Bug 26355 - regex code "forgets" characters in character classes
Summary: regex code "forgets" characters in character classes
Keywords:
Status: CLOSED RAWHIDE
Alias: None
Product: Red Hat Linux
Classification: Retired
Component: glibc
Version: 7.1
Hardware: i386
OS: Linux
medium
medium
Target Milestone: ---
Assignee: Jakub Jelinek
QA Contact: Aaron Brown
URL:
Whiteboard: Florence RC-1
Depends On:
Blocks:
TreeView+ depends on / blocked
 
Reported: 2001-02-06 20:44 UTC by Michal Jaegermann
Modified: 2016-11-24 15:23 UTC (History)
1 user (show)

Fixed In Version:
Doc Type: Bug Fix
Doc Text:
Clone Of:
Environment:
Last Closed: 2001-02-07 00:26:03 UTC
Embargoed:


Attachments (Terms of Use)

Description Michal Jaegermann 2001-02-06 20:44:14 UTC
There is a nasty bug in glibc regex code.  It requires the following
patch (whitespace likely mangled by "user-friendly" interfaces):

--- glibc-2.2.1/posix/regex.c~  Mon Oct 30 01:02:56 2000
+++ glibc-2.2.1/posix/regex.c   Tue Feb  6 12:18:40 2001
@@ -5209,7 +5209,7 @@
                  {
                    int not = (re_opcode_t) p1[3] == charset_not;
 
-                   if (c < (unsigned char) (p1[4] * BYTEWIDTH)
+                   if (c < (unsigned) (p1[4] * BYTEWIDTH)
                        && p1[5 + c / BYTEWIDTH] & (1 << (c % BYTEWIDTH)))
                      not = !not;
 
In the code in question 'p1[4]' holds a length of a bitmap for a
character class in a compiled regular expression (and the next clause
checks if a bit which corresponds to 'c' is really on IFF there is
something to check).  If a character class under consideration
includes something from a range 248-255 then 'p1[4]' equals 32, the
whole expression '(unsigned char) (p1[4] * BYTEWIDTH)' evaluates to 0
and the test always fails.

This bug is filed against glibc-2.2.1 but actually it goes back to
times immemorial. :-)  Because the same regexp code is used by currently
released versions of gawk (and who knows what else yet) this bug
affects it as well and can be easily demonstrated by the following
simple gawk script (a slight modification of a test case supplied
by Jorge Stolfi <stolfi.br>):

#! /usr/bin/gawk -f
BEGIN {
    for (c = 247; c < 256; c += 8)
        { do_test(c); }
}

function do_test(char,   pat,s,t)
{
    pat = sprintf("[an%c]*n", char);
    s = "bananas and ananases in canaan";
    t = s;
    gsub(pat, "AN", t);
    printf "%c %-8s  %s\n", char, pat, t;
}

   Michal Jaegermann
   michal

p.s. The same report also mailed to bugs

Comment 1 Glen Foster 2001-02-07 00:09:25 UTC
This defect is considered MUST-FIX for Florence Release-Candidate #1

Comment 2 Jakub Jelinek 2001-02-07 00:25:57 UTC
Submitted to libc-hacker together with a C testcase, though since
2001-02-02 this should not trigger in glibc, since regex is now
supporting multibyte character sets and has this broken code
ifdefed out (but people taking regex from glibc will probably
not have multibyte support enabled so it will matter for them).

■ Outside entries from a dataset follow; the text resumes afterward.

PR #1123, opened 2017-04-12
Support ANSI color codes in Console

gtritchie:
Added console support for most commonly used ANSI codes for colors (plus bold, underline, hidden, and inverse).

Also, the console will strip out any other ANSI codes that it doesn't support.

Added environment variable RSTUDIO_CONSOLE_COLOR to indicate if running inside RStudio with color console support.


jmcphers:
When packages need to know about RStudio capabilities, we generally use the `rstudioapi` package: https://github.com/rstudio/rstudioapi

jmcphers:
Also, should we set `TERM` to a value which indicates that these sequences are supported? I'm thinking of the case wherein someone uses `system()` to run a program which emits colored output when supported. It's not worth spending a lot of time, but there's a way we can advertise this capability to spawned processes (without also making them them think we're a full-service terminal emulator), we should do so.

gtritchie:
Should I add something to `rstudioapi` or just let packages use existing version detection and assume 1.1 builds have color? Only issue being earlier pre-release builds, of course.

jmcphers:
You don't need to add anything to rstudioapi; the crayon package can ask if a specific version of RStudio is running via `isAvailable` (it can include the patch number, too, to avoid marking earlier pre-release builds) https://github.com/rstudio/rstudioapi/blob/01b4a360253cd0aef96853ae7002b8a58710ba33/R/code.R#L11

As an alternative, if you wanted to make this a little more flexible, you could add an RStudio API function which can be called to get info about the R console capabilities, and then use `haveFun("...")` instead of `isAvailable`.

gtritchie:
Setting TERM is generally not sufficient since programs will also look to see if they are outputting to a terminal (isatty). However, some commands like "ls" obey the semi-standard CLICOLOR_FORCE environment variable (TERM must also be set to something capable of color). I set TERM=vt100 and CLICOLOR_FORCE=1 and "ls -lGa" indeed shows nice color output when invoked with system().

gtritchie:
With TERM and CLICOLOR_FORCE set, ls shows color in console:

jmcphers:
That's great! We may have to reverse course on `TERM` since IIRC we don't actually support everything in the `terminfo` for `vt100-256color`, which could be confusing to some programs. Thanks for adding an option for the `TERM` setting.

gaborcsardi:
Yeah, imo it is better not to temper `TERM`.

PR #1126, opened 2017-04-12
implement tree-based object explorer

kevinushey:
This PR introduces a drill-down object explorer, primarily intended for inspection of highly-nested objects (lists, environments, and so on).

Some examples of what this looks like currently:

screen shot 2017-04-12 at 4 38 43 pm

screen shot 2017-04-12 at 4 39 53 pm

---

## TODO

- [x] Ability to generate code that extracts particular node in tree.
- [x] Use appropriate icons given object type.
- [x] Button in environment pane for inspecting lists, environments, S4 objects, ...
- [x] Consider more filters + controls.
- [ ] Consider how to open this up for extension by users (e.g. allow custom classes to define how this is populated)
- [x] Properly handle persistence across sessions (so we can close + re-open the IDE and re-inspect an old object)
- [ ] Ensure that we handle 'exotic' items (active bindings, recursive environments, promises, ...). For active bindings, we might want some UI that allows users to re-trigger the binding.
- [ ] Re-update the view if the underlying object changes.
- [ ] Consider how to handle very large tables (pagination)


jjallaire:
Looking great!  A couple comments:

1. The toolbar stuff (filter, etc.) should go on a top toolbar rather than on the bottom.

2. Let's definitely write this up for Paul so he can give us his take on how we can improve the UX.

kevinushey:
Current status:

screen shot 2017-04-24 at 10 07 52 am

I think this is ready for review now, although there is still a bit of extra feature work + testing required. Hadley indicated some interest in demo-ing this tomorrow, so it'd be great if we could get this in as part of the next daily build. User feedback will also help in motivating next steps as well.

jjallaire:
As painful as giving up the pixels might be I think we need a bit more indentation to make the hierarchy clear at a glance. Maybe 2 more pixels?

kevinushey:
That sounds good to me. With a bit more indentation:

screen shot 2017-04-24 at 10 19 01 am

kevinushey:
We might also want to consider drawing some small, grey indent guides (e.g. as one might see when executing `tree` from the command line)

jjallaire:
Looks good! I think we're okay without the indentation guides.

src/cpp/session/modules/SessionObjectExplorer.cpp
```diff
@@ -0,0 +1,226 @@
...
+{
+   Error error;
+   
+   // if we don't have a cache, nothing to do
+   if (!explorerCacheDir().exists())
+      return;
+   
+   // list source documents
+   std::vector<boost::shared_ptr<source_database::SourceDocument> > docs;
+   error = source_database::list(&docs);
```
jmcphers: This is somewhat expensive as it has to crawl the entire source database. In this case all we need is a list of the IDs in the source database (a happy result of using the ID as the cache key!) so could simply get the list of IDs via something like `source_database::path().children(&files);` (maybe wrapped behind an accessor)

src/gwt/src/org/rstudio/core/client/JsVector.java
```diff
@@ -75,7 +75,10 @@ public final native T get(int index, T defaultValue)
    
    public final native int indexOf(T value)
    /*-{
-      return this.indexOf(value);
+      for (var i = 0, n = this.length; i < n; i++)
+         if (this[i] == value)
```
jmcphers: Nit: should this use `===`?

src/gwt/src/org/rstudio/studio/client/workbench/views/environment/view/RObjectEntry.java
```diff
@@ -96,9 +98,29 @@ public String getDisplayValue()
...
+            return true;
+      return false;
+   }
 
    public static final String NO_VALUE = "NO_VALUE";
-
+   
+   private static final Set<String> DATA_CLASSES = new HashSet<String>();
+   static {
+      DATA_CLASSES.addAll(ListUtil.create(
```
jmcphers: Should this include and/or share the elements of this list? https://github.com/rstudio/rstudio/blob/54cd3abcfc58837b433464c793fe9b03a87f0bb4/src/gwt/src/org/rstudio/studio/client/workbench/views/environment/view/RObjectEntry.java#L69-L74

src/gwt/src/org/rstudio/studio/client/workbench/views/source/Source.java
```diff
@@ -970,7 +975,46 @@ public void onResponseReceived(SourceDocument response)
...
    }
+   
+   @Override
+   public void onOpenObjectExplorerEvent(OpenObjectExplorerEvent event)
+   {
+      // ignore if we're a satellite
+      if (!SourceWindowManager.isMainSourceWindow())
+         return;
+    
+      Debug.logToRConsole("Opening object explorer");
```
jmcphers: Nit: Remove debug logging

src/gwt/src/org/rstudio/studio/client/workbench/views/source/editors/explorer/ObjectExplorerEditingTarget.java
```diff
@@ -0,0 +1,156 @@
...
+import org.rstudio.studio.client.workbench.views.source.editors.explorer.model.ObjectExplorerHandle;
+import org.rstudio.studio.client.workbench.views.source.editors.explorer.view.ObjectExplorerEditingTargetWidget;
+import org.rstudio.studio.client.workbench.views.source.editors.urlcontent.UrlContentEditingTarget;
+import org.rstudio.studio.client.workbench.views.source.events.PopoutDocEvent;
+import org.rstudio.studio.client.workbench.views.source.model.SourceServerOperations;
+
+public class ObjectExplorerEditingTarget
+      extends UrlContentEditingTarget
+{
+   enum QueuedRefreshType
```
jmcphers: Nit: Remove unused enum. If you want to inherit the refresh behavior of the data viewer, it might be worth considering a base class here. However this exists primarily to make sure that we don't do expensive operations when the viewer is not visible so may be less relevant in this case.

src/gwt/src/org/rstudio/studio/client/workbench/views/source/editors/explorer/ObjectExplorerPresenter.java
```diff
@@ -0,0 +1,86 @@
...
+      
+      events_.addHandler(ObjectExplorerEvent.TYPE, this);
+   }
+   
+   // Handlers ----
+   
+   @Override
+   public void onObjectExplorerEvent(ObjectExplorerEvent event)
+   {
+      Debug.logToRConsole("Responding to object explorer event");
```
jmcphers: Nit: Debug logging (and elsewhere)

src/cpp/session/modules/SessionObjectExplorer.cpp
```diff
@@ -0,0 +1,226 @@
...
+      }
+   }
+}
+
+void onShutdown(bool terminatedNormally)
+{
+   if (!terminatedNormally)
+      return;
+   
+   removeOrphanedCacheItems();
```
jmcphers: Nit: It'd be slightly more efficient to remove cache entries at the time the tab is closed (instead of waiting and then sweeping them all up at shutdown). Up to you.

src/cpp/session/modules/SessionObjectExplorer.cpp
```diff
@@ -0,0 +1,226 @@
...
+   return module_context::sessionScratchPath()
+         .childPath(kExplorerCacheDir);
+}
+
+std::string explorerCacheDirSystem()
+{
+   return string_utils::utf8ToSystem(explorerCacheDir().absolutePath());
+}
+
+void removeOrphanedCacheItems()
```
kevinushey: Will do! Initially, I intended to attach cache data items to the `.rs.CachedDataEnv`, but try as I might I couldn't convince RStudio not to delete my R data objects on suspend / resume / shutdown.

src/cpp/session/modules/SessionObjectExplorer.cpp
kevinushey: Good point! I'll make that change.

kevinushey: Ah, I realize why I did this now -- currently, the cache uses different cache keys than the actual document id -- so the `"id"` document property is not the same thing as the actual document id; that is, the `"id"` document property is really the cache key. I'll try to make this change.

src/cpp/session/modules/SessionObjectExplorer.cpp
kevinushey: Agreed, although I think it makes sense to keep this here just in case (ie, to clean up just in case somehow things get out of sync)

src/gwt/src/org/rstudio/core/client/JsVector.java
kevinushey: Yes, it should!

src/gwt/src/org/rstudio/core/client/SafeHtmlUtil.java
```diff
@@ -21,6 +21,67 @@
 
 public class SafeHtmlUtil
 {
+   public static class TagBuilder
```
kevinushey: Note to self: GWT has its own HTML builders (e.g. see the `DivBuilder` class) and we can probably just use that instead.

src/gwt/src/org/rstudio/studio/client/workbench/views/environment/view/RObjectEntry.java
kevinushey: Good catch; I think you're right. (I initially thought that `class()` would return the base class for e.g. S4 `DataFrame` objects, thereby ensuring that the plain old `data.frame` check would succeed, but that is not the case -- only `DataFrame` is returned.)

kevinushey:
Alright, I think this is good to go for now (with more pending work items to be done on master). @jmcphers, can you review and merge if all looks well?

Comment 3 Jakub Jelinek 2001-02-12 09:43:28 UTC
This should be fixed in glibc-2.2.1-7 (together with memory leaks in
the new multibyte charset regex code).

Comment 4 Michal Jaegermann 2001-02-12 16:55:59 UTC
Just a note that although the bug was filed about regex code in glibc its
presence is more pervasive. 'gawk', which was used to demonstrate the
bug, is using a _copy_ of this code and not a shared library.  The same
is likely about 'sed', and possibly 'grep', and 'tar', .... and who knows
what else.  I am afraid that I did not check all possibilities.